PR #59, opened 2018-07-08
OCLOMRS-71: Fix the bug for concepts in a source not displaying when the owner is not an organization

shakirandagire:
# JIRA TICKET NAME:
[OCLOMRS-71: Fix the bug for concepts in a source not displaying when the owner is not an organization](https://issues.openmrs.org/browse/OCLOMRS-71)

# Summary:
At the moment when viewing concepts in a source created by an owner that is not an organization, they are not displayed even when they exist which should not be the case.

### DIFF
--- a/src/components/dashboard/components/SourceCard.jsx
+++ b/src/components/dashboard/components/SourceCard.jsx
@@ -30,7 +30,7 @@ const SourceCard = (source) => {
           </div>
           <div className="description col-12 text-left">
             <p>
-              <a href={`/dashboard/concepts/${owner}/${name}`} className="source-type">
+              <a href={`/dashboard/concepts/${owner_type}/${owner}/${name}`} className="source-type">
                 {active_concepts} concepts,
               </a>{' '}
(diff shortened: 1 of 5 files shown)


src/components/dashboard/components/SourceCard.jsx
```diff
@@ -30,7 +30,7 @@ const SourceCard = (source) => {
           </div>
           <div className="description col-12 text-left">
             <p>
-              <a href={`/dashboard/concepts/${owner}/${name}`} className="source-type">
+              <a href={`/dashboard/concepts/${owner_type}/${owner}/${name}`} className="source-type">
```
dkayiwa: What criteria do you use to tell whether to use owner_type or ownerType?

shakirandagire: @dkayiwa owner_type is the name that was used in the API when labeling the owner type. In the instance above I could not change it.
But where I used ownerType I was following the Javascript conventions for the camel casing.

dkayiwa: Fair enough 😊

============================================================

Gather all lines with the string "ownerType" from the data.

dkayiwa: What criteria do you use to tell whether to use owner_type or ownerType?
But where I used ownerType I was following the Javascript conventions for the camel casing.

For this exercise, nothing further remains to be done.